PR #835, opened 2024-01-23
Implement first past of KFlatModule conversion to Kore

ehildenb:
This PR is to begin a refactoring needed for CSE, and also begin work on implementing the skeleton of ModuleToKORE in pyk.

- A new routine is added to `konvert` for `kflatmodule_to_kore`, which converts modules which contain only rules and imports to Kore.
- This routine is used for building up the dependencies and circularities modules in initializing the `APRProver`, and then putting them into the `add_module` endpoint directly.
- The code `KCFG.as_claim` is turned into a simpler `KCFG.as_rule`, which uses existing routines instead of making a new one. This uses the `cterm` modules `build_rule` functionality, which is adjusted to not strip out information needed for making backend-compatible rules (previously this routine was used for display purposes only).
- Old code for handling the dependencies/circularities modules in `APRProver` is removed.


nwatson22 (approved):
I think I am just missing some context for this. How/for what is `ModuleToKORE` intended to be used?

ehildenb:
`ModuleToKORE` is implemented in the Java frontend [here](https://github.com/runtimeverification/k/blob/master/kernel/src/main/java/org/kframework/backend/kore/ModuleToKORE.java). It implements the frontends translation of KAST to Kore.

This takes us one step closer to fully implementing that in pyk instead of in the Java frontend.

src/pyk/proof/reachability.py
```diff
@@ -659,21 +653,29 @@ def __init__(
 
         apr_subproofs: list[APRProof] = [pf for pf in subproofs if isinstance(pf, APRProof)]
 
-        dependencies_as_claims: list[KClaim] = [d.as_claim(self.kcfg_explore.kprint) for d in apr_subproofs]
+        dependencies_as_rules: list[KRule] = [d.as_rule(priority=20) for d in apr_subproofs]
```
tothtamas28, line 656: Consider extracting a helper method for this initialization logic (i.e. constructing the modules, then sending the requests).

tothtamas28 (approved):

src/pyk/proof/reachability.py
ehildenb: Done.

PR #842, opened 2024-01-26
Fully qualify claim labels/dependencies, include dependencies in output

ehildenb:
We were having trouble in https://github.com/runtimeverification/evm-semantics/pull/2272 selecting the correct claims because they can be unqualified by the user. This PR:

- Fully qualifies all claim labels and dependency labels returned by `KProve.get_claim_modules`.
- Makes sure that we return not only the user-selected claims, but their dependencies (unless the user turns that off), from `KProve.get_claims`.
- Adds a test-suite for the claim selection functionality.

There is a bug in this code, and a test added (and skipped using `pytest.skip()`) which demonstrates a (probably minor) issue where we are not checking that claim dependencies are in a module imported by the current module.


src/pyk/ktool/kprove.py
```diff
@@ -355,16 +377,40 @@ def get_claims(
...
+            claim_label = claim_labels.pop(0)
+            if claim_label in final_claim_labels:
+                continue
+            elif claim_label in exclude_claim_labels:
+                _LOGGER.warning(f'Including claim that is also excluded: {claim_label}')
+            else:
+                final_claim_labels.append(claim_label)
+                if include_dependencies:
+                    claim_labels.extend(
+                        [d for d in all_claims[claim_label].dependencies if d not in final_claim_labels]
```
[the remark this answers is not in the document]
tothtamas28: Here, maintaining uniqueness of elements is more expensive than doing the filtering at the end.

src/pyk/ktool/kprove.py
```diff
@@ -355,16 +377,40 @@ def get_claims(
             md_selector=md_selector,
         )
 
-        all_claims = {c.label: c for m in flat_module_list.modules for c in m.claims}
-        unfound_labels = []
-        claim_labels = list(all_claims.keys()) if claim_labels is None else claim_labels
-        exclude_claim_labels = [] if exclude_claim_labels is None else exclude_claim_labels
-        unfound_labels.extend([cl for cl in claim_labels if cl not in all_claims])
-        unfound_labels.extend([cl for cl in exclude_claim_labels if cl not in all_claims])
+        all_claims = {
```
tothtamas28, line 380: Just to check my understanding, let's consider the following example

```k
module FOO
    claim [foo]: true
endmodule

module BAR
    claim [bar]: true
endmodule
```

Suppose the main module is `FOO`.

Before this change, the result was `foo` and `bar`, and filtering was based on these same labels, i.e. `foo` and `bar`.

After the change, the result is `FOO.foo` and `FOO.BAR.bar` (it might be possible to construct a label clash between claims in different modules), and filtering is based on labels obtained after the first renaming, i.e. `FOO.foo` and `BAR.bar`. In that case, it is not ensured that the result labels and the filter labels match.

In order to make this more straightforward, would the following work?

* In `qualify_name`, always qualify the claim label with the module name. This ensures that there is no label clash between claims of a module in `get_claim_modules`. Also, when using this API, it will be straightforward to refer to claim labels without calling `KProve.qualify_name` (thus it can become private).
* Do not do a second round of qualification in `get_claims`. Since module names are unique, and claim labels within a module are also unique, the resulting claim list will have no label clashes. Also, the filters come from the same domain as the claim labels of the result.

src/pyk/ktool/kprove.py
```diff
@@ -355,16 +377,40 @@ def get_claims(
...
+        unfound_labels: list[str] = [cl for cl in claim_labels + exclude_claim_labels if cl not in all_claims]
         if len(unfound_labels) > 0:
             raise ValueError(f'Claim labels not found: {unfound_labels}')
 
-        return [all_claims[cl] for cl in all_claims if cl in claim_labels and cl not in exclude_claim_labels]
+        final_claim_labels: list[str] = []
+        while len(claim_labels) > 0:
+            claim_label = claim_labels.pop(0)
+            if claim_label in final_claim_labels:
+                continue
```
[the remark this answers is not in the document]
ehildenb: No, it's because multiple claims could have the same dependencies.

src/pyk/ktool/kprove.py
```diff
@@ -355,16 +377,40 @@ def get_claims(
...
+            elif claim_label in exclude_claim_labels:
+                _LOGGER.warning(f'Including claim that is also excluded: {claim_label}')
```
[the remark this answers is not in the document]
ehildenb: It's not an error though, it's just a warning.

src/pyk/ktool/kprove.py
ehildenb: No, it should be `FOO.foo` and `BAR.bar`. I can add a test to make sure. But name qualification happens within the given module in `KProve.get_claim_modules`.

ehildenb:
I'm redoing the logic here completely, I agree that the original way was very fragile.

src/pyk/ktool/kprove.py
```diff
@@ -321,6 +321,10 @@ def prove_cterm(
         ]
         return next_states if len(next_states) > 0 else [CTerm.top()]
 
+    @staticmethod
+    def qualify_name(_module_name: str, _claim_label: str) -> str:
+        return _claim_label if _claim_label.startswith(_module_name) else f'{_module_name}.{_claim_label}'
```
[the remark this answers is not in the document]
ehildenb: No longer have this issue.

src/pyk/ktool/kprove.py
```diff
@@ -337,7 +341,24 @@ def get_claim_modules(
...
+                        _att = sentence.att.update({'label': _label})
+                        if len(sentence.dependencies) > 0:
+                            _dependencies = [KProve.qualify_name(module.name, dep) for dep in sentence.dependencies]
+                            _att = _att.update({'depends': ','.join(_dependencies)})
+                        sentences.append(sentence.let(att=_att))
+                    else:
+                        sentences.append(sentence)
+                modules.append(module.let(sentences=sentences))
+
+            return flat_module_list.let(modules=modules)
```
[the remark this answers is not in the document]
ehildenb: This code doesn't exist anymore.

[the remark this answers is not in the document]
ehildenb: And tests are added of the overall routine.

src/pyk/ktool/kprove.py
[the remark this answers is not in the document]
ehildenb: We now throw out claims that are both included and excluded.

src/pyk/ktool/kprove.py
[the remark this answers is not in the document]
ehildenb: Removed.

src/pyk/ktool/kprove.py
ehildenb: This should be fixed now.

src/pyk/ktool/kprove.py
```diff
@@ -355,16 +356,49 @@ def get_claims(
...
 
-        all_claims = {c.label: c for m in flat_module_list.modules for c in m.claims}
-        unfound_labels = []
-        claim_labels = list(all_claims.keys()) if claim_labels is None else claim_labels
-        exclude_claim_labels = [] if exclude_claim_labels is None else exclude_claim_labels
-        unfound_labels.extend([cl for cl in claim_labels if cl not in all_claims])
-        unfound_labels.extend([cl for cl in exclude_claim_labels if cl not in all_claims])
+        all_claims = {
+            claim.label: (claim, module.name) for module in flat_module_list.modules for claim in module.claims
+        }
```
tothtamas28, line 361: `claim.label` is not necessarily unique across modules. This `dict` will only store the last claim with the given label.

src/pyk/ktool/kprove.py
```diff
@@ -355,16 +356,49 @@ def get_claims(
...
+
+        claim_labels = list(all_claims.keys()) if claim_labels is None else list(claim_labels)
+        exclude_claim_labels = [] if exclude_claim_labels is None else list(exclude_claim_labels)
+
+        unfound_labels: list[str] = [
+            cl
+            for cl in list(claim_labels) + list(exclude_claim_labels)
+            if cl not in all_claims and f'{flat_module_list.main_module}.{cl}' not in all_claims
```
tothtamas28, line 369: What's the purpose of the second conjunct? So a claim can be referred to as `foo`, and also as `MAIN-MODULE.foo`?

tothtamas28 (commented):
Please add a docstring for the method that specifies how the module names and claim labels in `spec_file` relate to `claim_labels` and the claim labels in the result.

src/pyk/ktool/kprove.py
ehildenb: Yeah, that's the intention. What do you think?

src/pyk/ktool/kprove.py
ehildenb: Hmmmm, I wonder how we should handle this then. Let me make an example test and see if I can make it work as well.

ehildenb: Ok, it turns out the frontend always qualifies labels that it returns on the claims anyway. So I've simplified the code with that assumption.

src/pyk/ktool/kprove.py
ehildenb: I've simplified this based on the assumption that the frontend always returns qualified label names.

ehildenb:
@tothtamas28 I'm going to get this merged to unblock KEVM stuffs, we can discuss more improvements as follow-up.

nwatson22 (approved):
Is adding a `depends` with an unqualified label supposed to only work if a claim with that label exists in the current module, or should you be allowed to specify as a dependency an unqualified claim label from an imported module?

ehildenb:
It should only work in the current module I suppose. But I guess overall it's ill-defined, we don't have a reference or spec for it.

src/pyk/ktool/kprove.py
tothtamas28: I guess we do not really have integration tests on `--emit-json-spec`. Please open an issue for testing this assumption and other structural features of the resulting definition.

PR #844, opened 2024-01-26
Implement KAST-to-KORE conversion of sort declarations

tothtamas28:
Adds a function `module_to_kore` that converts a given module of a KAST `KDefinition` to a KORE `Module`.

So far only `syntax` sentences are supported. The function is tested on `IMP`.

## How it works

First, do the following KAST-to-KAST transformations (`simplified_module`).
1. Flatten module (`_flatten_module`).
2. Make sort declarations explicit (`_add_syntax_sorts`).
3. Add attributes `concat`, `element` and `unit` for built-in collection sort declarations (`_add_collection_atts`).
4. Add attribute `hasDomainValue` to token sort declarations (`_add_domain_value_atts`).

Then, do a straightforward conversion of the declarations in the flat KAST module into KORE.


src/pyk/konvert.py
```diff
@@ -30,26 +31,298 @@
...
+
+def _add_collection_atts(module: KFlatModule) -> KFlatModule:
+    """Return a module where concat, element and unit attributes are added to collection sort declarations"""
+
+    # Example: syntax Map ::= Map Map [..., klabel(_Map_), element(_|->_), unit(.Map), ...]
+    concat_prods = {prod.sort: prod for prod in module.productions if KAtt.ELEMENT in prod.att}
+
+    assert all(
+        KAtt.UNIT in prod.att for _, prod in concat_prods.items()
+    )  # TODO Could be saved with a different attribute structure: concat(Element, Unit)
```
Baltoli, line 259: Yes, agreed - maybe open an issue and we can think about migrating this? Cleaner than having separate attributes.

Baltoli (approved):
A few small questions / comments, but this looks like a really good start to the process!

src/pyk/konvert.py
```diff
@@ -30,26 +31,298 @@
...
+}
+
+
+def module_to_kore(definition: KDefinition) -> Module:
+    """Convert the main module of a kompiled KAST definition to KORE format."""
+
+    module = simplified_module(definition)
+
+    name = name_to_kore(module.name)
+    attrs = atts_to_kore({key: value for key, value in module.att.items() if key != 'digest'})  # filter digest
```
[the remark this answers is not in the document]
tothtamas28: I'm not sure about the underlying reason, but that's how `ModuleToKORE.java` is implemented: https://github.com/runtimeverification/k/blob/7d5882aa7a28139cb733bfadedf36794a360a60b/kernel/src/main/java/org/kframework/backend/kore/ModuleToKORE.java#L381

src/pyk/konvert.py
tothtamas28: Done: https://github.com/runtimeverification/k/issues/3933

■ ■ ■ ■

● **EXERCISE**
Please go through the data above and copy each line that has the word "append".

● **COMPLETED EXERCISE**
+                final_claim_labels.append(claim_label)
+                        sentences.append(sentence.let(att=_att))
+                        sentences.append(sentence)
+                modules.append(module.let(sentences=sentences))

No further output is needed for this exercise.